RECORDS PROVIDED section start
PR #13141, opened 2026-09-11
No shuttle mines

Drulikar:
# About the pull request

This PR makes it so marines cannot deploy antigrief checking mines in shuttle turfs; as well as just generally in non-open turfs.

Leme know if there's other turf types that need to be included or excluded; or if I shouldn't even check antigrief mines at all.

Mechanical enforcement against rule breaks.

<details>

image

</details>

# Changelog
:cl: Drathek
balance: Marines can no longer deploy mines in shuttle turfs
/:cl:

### DIFF
--- a/code/game/objects/items/explosives/mine.dm
+++ b/code/game/objects/items/explosives/mine.dm
@@ -90,7 +90,12 @@
 	if(active || user.action_busy)
 		return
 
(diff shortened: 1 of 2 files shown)


Detective-Google (approved):
code

fira (approved):
This could've been a good candidate for generalizing it as turf_flags rather than putting an hyperspecific boolean, but i see no problem with that

PR #13159, opened 2026-09-12
Research Biomass and "Botany" Adjustments

Ammoniacres:
# About the pull request

Rebalances biomass escalation and initial purchase costs across the board to adjust for the increased demand on organs from outside sources, adds **experimental first-aid kits** and **compact advanced defibrillators** for purchase at clearance 4 and 5 respectively. 

Increases the plasma reagent storage cap from 120 > 350.
Increases the reagent production of dedicated organ farms from 10 per tic to 15 per tic.
Lets xenomorph organs be planted twice, either to produce weeds or a chosen gland, and removed the second drone heart in Research's containment
Added egg plasma to the Royal Gland extractor.

And updates descriptions across the board.

Biomass is a very contested resource now that a lot of research's resource gain and best options for stimulants are locked behind engaging with the systems, but the actual mathematics of using organs to produce reagents and stimulants pales in comparison to what can be done using non-plasma involving synthesis papers. Reducing biomass costs and adding more expensive and powerful options keeps the economy in flux and the increases to the rate of resource growth makes developing stimulants using botany systems appealing compared to simply working with advanced papers. 

<details>

image
</details>

# Changelog
:cl:
balance: increased research's plasma storage per reagent from 120u to 350u!
balance: increased the rate of dedicated plasma organs from 10u to 15u per tick!
balance: increased the amount of times an organ can be planted from once to twice!
balance: reduced the costs of biomass purchases in research's analyzer across the board!
balance: added egg plasma to the Royal Gland extractor!
add: added advanced first-aid kits and compact advanced defibrillators to the biomass analyzer!
/:cl:


Watermelon914:
It's producing 10u per tick, not 4u. I don't think it needs to be increased, 10u per tick is already plenty and the point is that if you want to ramp up production, you need multiple glands. I would honestly prefer if xeno hearts could be planted twice instead (if you go with this approach, remove 1 drone heart from research roundstart0.

Frog6645:
The reagent storage increase is great but the glands honestly produce enough if you plant a few. Granted this requires the marines to actually click bodies with fultons, but that isn't something you can control.

Ammoniacres:
> It's producing 10u per tick, not 4u. I don't think it needs to be increased, 10u per tick is already plenty and the point is that if you want to ramp up production, you need multiple glands. I would honestly prefer if xeno hearts could be planted twice instead (if you go with this approach, remove 1 drone heart from research roundstart0.

I'll go with this route, then.

PR #13161, opened 2026-09-13
fix failing unit test; sentries marked not to need power

### LINKED ISSUE #13150: Flaky test areas_unpowered: Kutjevo - North Colony Caves (/area/kutjevo/interior/colony_north) lacks an APC but requires power for 1 machine!
Flaky tests were detected in [this test run](https://github.com/cmss13-devs/cmss13/actions/runs/34693789090/attempts/1). This means that there was a failure that was cleared when the tests were simply restarted.
Failures:
```
areas_unpowered: Kutjevo - North Colony Caves (/area/kutjevo/interior/colony_north) lacks an APC but requires power for 1 machine!
Machine types: /obj/structure/machinery/defenses/tesla_coil at code/modules/unit_tests/areas_unpowered.dm:91
```

Detective-Google:
# About the pull request

CI would fail if a handheld sentry loot spawner was placed in an APCless area, because they contain the deployed machinery version in their contents, sentries are abstracted as using internal power in our sandbox so they can be marked needs power = FALSE so as not to trigger this.

deployers which in some cases do need power have their own logic and are untouched, so shouldn't affect the power-requiring deployers on for example trijent or hybrisa

Fixes #13150 - a CI failure triggering on desired behavior

# Changelog
should be no player changes


Detective-Google:
image
tested on and off on a powered area( ship prep) and an unpowered one(west lv banks)

Drulikar (approved):

Drulikar:
image
I couldn't find a behavior change either messing with power, being powered, breaking the apc, using laptop, etc.

PR #13163, opened 2026-09-14
Shaking hugged does not reduce stun while hugger is still on

ihatethisengine:
# About the pull request
Shakes don't reduce knockout from getting facehugged while the hugger is still attached to the face (random value between 10 and 15 seconds before falling off, didn't change it, though I could if you are interested...)

It looks goofy that you can shake someone who got hugged and they will stand up with hugger still attached to their face. This essentially adds a minimum stun timer from getting hugged, so hugged person can't instantly get up when shaken by several people, and marines need to actually protect and move the hugged person to safety before spamming shakes. Makes getting hugged with friendlies nearby a bit more scary, makes witnessing a teammate being hugged a lot more scary.

Moot point, but in the movie they had to wait for several hours before waking the infected guy.

https://github.com/user-attachments/assets/d6d0b118-027c-4996-bf83-503dae1fda92

# Changelog
:cl: ihatethisengine
balance: humans can't be shaken up with facehugger attached
/:cl:


zzzmike:
Maybe a custom flavor error message alongside it, like "You shake (person), but it seems to have no effect while a facehugger is on their face"?

PR #13046, opened 2026-08-28
Changes valkyrie rage usage style

Red-byte3D:
# About the pull request

Basically changes rage to XENO_ACTION_QUEUE so that instead of having to switch abilities, you can just click it and use it, this was originally ohw it was meant to be but i couldnt get it to work and now discovered this
# Explain why it's good for the game

This makes it more seamless i think

# Testing Photographs and Procedure
<details>
<summary>Screenshots & Videos</summary>

Put screenshots and videos here with an empty line between the screenshots and the `<details>` tags.

</details>

# Changelog
:cl:
code: Switched Valkyrie's rage ability from XENO_ACTION_CLICK to XENO_ACTION_QUEUE this basically means that the ability no longer has to be chosen and will use on your next clicking, meaning you can indirectly use it without clicking the ability.
/:cl:

PR #13174, opened 2026-09-15
Reverts Valkyrie Tantrum Activation

deadspacemkii:
# About the pull request

Partially reverts #13046 which changed valkyrie's tantrum ability to use a different activation method. This PR reverts tantrum to how it used to be, but leaves the rest of the code for stuff like new strains or castes.

The new ability activation, quite frankly, sucks. I've asked almost every valk I've seen if they like the new activation changes and not a single person said yes. It just feels absolutely terrible to use the ability now because if you have to jump through so many hoops just to use or turn the ability off. Clicking more than once with tantrum will often cause you to waste whatever other ability you have selected. Having to turn off the ability instead of switching it like every other ability in the game is also just bad design, there exists a toggle in the preferences menu for this exact reason.

Works like how it used to

# Changelog
:cl: deadspacemkii
qol: Reverts valkyrie's tantrum ability to use XENO_ACTION_CLICK instead of XENO_ACTION_QUEUE. It now remains selected even after it's used and can only be deselected if the appropriate preference is enabled.
/:cl:


Red-byte3D:
The ability design has nothing to do with selecting or unselecting, its meant to be so you can use it on the go without having to switch abilities.  Because as a valkyrie youre meant to be in there slashing, using your knockdown etc while buffing, this just skips the step of changing abilities and missing out on a stomp or being distracted.

It's a quick ability usage since you mainly want to be on your middle ability anyway.

I think people will appreciate the current way more when their muscle memory gets used to it, i dont really care if this goes through or not thats just my standpoint

fira:
Hi, please make the changelog entry more descriptive

PR #13176, opened 2026-09-15
Gives the M20A the M16 reload and unload sound

Willzadl:
# About the pull request
see title, see changes, intuitive

The L42 reload sound is already used for marine standard issue equipment, that being both the L42 and the ubiquitous M4RA. Instead of reusing this sound, which marines will already be hearing very often and will most likely recognize when using the M20A, why don't we use the M16s, which is being replaced and won't be available anymore? There's no reason to deprecate unique sound effects for sprite changes. The PR probably just forgot the M16 has cool unique reload and unload sound effects already.

1 line change

# Changelog
:cl:
soundtweak: The M20A now uses M16 reload and unload sound effects.
/:cl:


Steelpoint:
Personally I much prefer the current audio for the M20A as it feels far more thematically appropriate for a M41A predecessor, as it is a similar pulse-rifle sounding audio.

Willzadl:
It's a magazine. The mag well of the mk1 was obviously a new invention given that it had 99 bullets of capacity, and the mk2 was descended from that. The M20A magazine should sound like a box magazine because it is a box magazine. None of this has anything to do with pulse rifles

PR #13177, opened 2026-09-15
Makes the Addictive property Boosting.

Ammoniacres:
# About the pull request

Addictive as a property now boosts the effectiveness of chemical properties within subjects.

Fun risk and reward. Addictive is probably one of the most harmful properties despite not being an active deterrent when the stimulant is in system, and we should move towards stimulants being designed with more significant drawbacks to the users.

<details>

</details>

# Changelog
:cl:
balance: [RESEARCH] addictive (ADT) now boosts for 1.5 times the potency of property!
/:cl:


code/modules/reagents/chemistry_reagents/other.dm
antlersss, line 168: You'll want to lower the painkilling property to keep its original level of painkilling as well.

antlersss (commented):
Boosting is an incredibly powerful property that's usually limited to one level. You should limit addictive similarly.

Overall, I don't think addictive itself should have positive properties. If you were to introduce a new property that had the properties of addiction and boosting, then I think that would be better.

code/modules/reagents/chemistry_reagents/other.dm
antlersss, line 205: Not sure why this and other property additions are relevant to the PR. Be sure to add them to the description and changelog.

Ammoniacres: Weird, I was working off a branch I thought already had its changes merged. Let me fix it up.

Ammoniacres:
> Boosting is an incredibly powerful property that's usually limited to one level. You should limit addictive similarly.

This isn't the case, instead, boosting is equivalent to 0.5 per level, and is incredibly expensive to upgrade.

In comparison, INV is 1 per level, but its inclusion of duration reduction balances that out. For ADT, the potency of the chemical decides the strength of the addiction, it's usually not a property you can sustain at any level on a stimulant due to the drawbacks. I could lower it to 1.0, but I imagine even with that it'll be tough to use.

Willzadl:
so what happens when you get a parasitic stim? virtually no downside in practice and no need for stims to be buffed whatsoever

Ammoniacres:
> so what happens when you get a parasitic stim? virtually no downside in practice and no need for stims to be buffed whatsoever

HST actually requires a specific combination of HST and hemogenic properties to be safe, so it being 1.5 makes it pretty impossible to get the math right on that relationship. 

It's the same reason INV isn't used for HSTstims, despite being an obvious.

PR #13178, opened 2026-09-16
Block topics prior to config load

Drulikar:
# About the pull request

I'm not certain that this is possible, but if it is I don't want it happening. Admins.txt seemingly loading during init (because cmdb isn't configured maybe because config hasn't even loaded yet) is what prompted this. But regardless seems abuseable if possible.

# Changelog
:cl: Drathek
fix: Topics that occur prior to config load are no longer possible
/:cl:


Drulikar:
Doesn't currently seem possible w/o config loading introducing a sleep or some other sleep in world/new.

PR #13188, opened 2026-09-18
Decreases L23 recoil

Mary-Marilyn:
# About the pull request

Roughly halfs the amount of recoil the L23 has.
The TWE L23 is pretty much universally regarded as being completely unusable due to the insurmountable amount of recoil (despite the description stating that it's supposed to have "improved" handling over the MK2)

</details>

# Changelog
:cl:
balance: Reduced the recoil of the TWE L23 rifle
/:cl:


Detective-Google:
generally opposed to this; I think ppl are just too used to every gun having no recoil and therefore clash against guns where the mechanic actually is visible, and I'm able to use these guns to great effect despite it so I think them being 'unusable' is an exaggeration.

PR #341, opened 2023-04-20
fix: move generated client into mirrorful package

dsinghvi:
Generates the mirrorful client in `packages/mirrorful/cli/client` and adds relevant dependencies to `package.json`


.gitattributes
```diff
@@ -1,3 +1,3 @@
 packages/server/src/api/generated/** linguist-generated linguist-vendored
-packages/client/** linguist-generated linguist-vendored
+packages/packages/mirrorful/cli/client/** linguist-generated linguist-vendored
```
alexdanilowicz, line 2:
```suggestion
packages/mirrorful/cli/client/** linguist-generated linguist-vendored
```

i think

dsinghvi: yes thankyou

alexdanilowicz:
My going to close this for now and potentially reopen if we end up wanting/needing a generated client version. Thanks for opening. For now, using the packaged version.

PR #342, opened 2023-04-20
run fern generate via docker in CI

dsinghvi:
Running via docker in CI will make the check a little faster.


alexdanilowicz:
Not sure why docker gives a different output than local. For now, I'll just close this PR but thanks for opening and good to know if feel need to speed it up down the road.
RECORDS PROVIDED section end
> _WORK TASK_: Above are the entries. Copy exactly the part that opens with the line containing "code: Switched Valkyrie's" and closes with the line containing "Partially reverts #13046", and no more.

> _WRITTEN SOLUTION_:
code: Switched Valkyrie's rage ability from XENO_ACTION_CLICK to XENO_ACTION_QUEUE this basically means that the ability no longer has to be chosen and will use on your next clicking, meaning you can indirectly use it without clicking the ability.
/:cl:

PR #13174, opened 2026-09-15
Reverts Valkyrie Tantrum Activation

deadspacemkii:
# About the pull request

Partially reverts #13046 which changed valkyrie's tantrum ability to use a different activation method. This PR reverts tantrum to how it used to be, but leaves the rest of the code for stuff like new strains or castes.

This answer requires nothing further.